The overarching direction is a UK regime that stays broadly aligned with the EU (to preserve adequacy) but that trims some of the more prescriptive requirements. Adequacy status is critical: if the EU ever decided the UK's regime had diverged too far, cross-border data flows would become significantly more complex.

Conclusion

The UK Data Protection Act 2018 and the GDPR are not rivals — they are two parts of a linked system. The EU GDPR governs processing of EU residents' data. The UK GDPR, sitting alongside the DPA 2018, governs UK processing. The differences are relatively narrow in principle but meaningful in practice: separate regulators, different transfer mechanisms, distinct fine currencies, and specific UK exemptions.

For any UK organisation in 2026, the winning strategy is the same as it always has been: know your data, document your reasoning, be transparent with users, and treat security as a first-class engineering concern rather than a compliance afterthought.

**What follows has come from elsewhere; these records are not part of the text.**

PR #1204, opened 2018-03-20
Ion Auth 3: Implements rehash_password_if_needed

Indigo744:
See #1195 

When user log-in, check if password needs to be rehashed according to the current set of parameters.

Allows smooth transition with different algo, or costs...

Also, since quite a lot of different function update the user's password in the DB, in order to avoid code duplication, a new internal function `_set_password_db()` is introduced.


benedmunds:
Great cleanup 👏

PR #1205, opened 2018-03-20
Ion Auth 3: handle legacy SHA1 password

Indigo744:
As #1195 

First `hash_password_db()` uses the identity column instead of ID (so we can pass around the $identity variable without calling the DB).

Secondly, `hash_password_db()` will detect a SHA1 stored password (i.e. not starting with `$`), and run the specific function `_password_verify_sha1_legacy()`.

Frequently Asked Questions

Is the UK GDPR the same as the EU GDPR?

They are almost identical in substance. The UK GDPR is the version of the EU GDPR that was retained in UK law after Brexit. Fines are expressed in pounds, references to EU institutions have been swapped for UK equivalents, and the ICO is the sole regulator, but the core rights and obligations are the same.

Do UK businesses still need to comply with the EU GDPR?

Yes, if they offer goods or services to individuals in the EU, or monitor the behaviour of people in the EU. In those cases, you must comply with both the UK regime and the EU GDPR, and you may need to appoint an EU representative.

What is the maximum fine under the UK Data Protection Act?

The ICO can issue fines of up to £17.5 million or 4% of a company's global annual turnover, whichever is higher, for the most serious breaches of the UK GDPR and DPA 2018.

Does the DPA 2018 require a Data Protection Officer?

The requirement to appoint a DPO comes from the UK GDPR, not the DPA 2018 itself. A DPO is mandatory for public authorities and for organisations whose core activities involve large-scale, regular monitoring or processing of special category data.

How should we handle data transfers from the UK to other countries?

You need a valid transfer mechanism — an adequacy regulation, the UK International Data Transfer Agreement (IDTA), the UK Addendum to the EU SCCs, binding corporate rules, or a specific derogation. You should also carry out a transfer risk assessment to check that the destination country provides an adequate level of protection in practice.